I have a large corpus (~100 million documents, 59GB) in a CSV. I want to create a TF-IDF vector and do some feature engineering on the data, but it's too large to load into memory all at once (I'm working on Google Colab, GPU with 12GB RAM). I imagine there is a way to process the data in chunks and then combine the TF-IDFs at the end but I'm not sure how to proceed.
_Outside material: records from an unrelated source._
PR #15227, opened 2020-08-26
Raise KeyError if passed an invalid entry in `parsecsv.rowEntry`

dsrw:
Motivated by https://stackoverflow.com/q/63577715/14164200

`parsecsv.rowEntry` doesn't return anything if passed an invalid row header name, which leads to a SIGSEGV since (I believe) the proc is basically returning nil and strings can't be nil.

That said, should it also return `string` instead of `var string`? I can't think of any reason why the result should be mutable, and using `string` would have prevented the SIGSEGV.

Lastly (sorry!) shouldn't `var T` procs either require a result for non-nillable types , or return the default value for `T` if one is missing? Should I create an issue for this?

### DIFF
--- a/lib/pure/parsecsv.nim
+++ b/lib/pure/parsecsv.nim
@@ -322,24 +322,29 @@ proc rowEntry*(my: var CsvParser, entry: string): var string =
   ##
   ## Assumes that `readHeaderRow <#readHeaderRow,CsvParser>`_ has already been
   ## called.
+  ## 
+  ## If specified `entry` does not exist, raises KeyError.
   runnableExamples:
     import streams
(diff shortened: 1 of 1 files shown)


dom96 (commented):
Nice, but AFAIK the convention is to raise an IndexError (and only in debug mode) which I think this code will already do. Maybe this could be better documented instead?

alaviss:
> I think this code will already do

It won't, `find` returns `-1` when the needle is not found.

Araq:
Good enough for now but as you noticed there is also a compiler issue, the compiler should flag the code as invalid. (In fact, it does so but it only produces a warning, I think.)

Here's my code so far:
import pandas as pd
from sklearn.feature_extraction.text import CountVectorizer, TfidfTransformer
chunks = pd.read_csv("data.csv.bz2",
chunksize=1000000,
nrows=120000000,
)
print(type(chunks)) # <class 'pandas.io.parsers.TextFileReader'>
Then, after removing stopwords and punctuation, lemmatizing (WordNetLemmatizer()), and stemming (SnowballStemmer('english')):
count_vectorizer = CountVectorizer()
chunk1_counts = count_vectorizer.fit_transform(chunk1.comment)
tfidf_transformer = TfidfTransformer()
chunk1_tfidf = tfidf_transformer.fit_transform(chunk1_counts)
I can read in a few chunks at a time, but to avoid memory errors I'll probably have to save the results to disk and delete the objects from memory before processing the next set of chunks.
At that point, what's the process to combine the multiple TF-IDFs?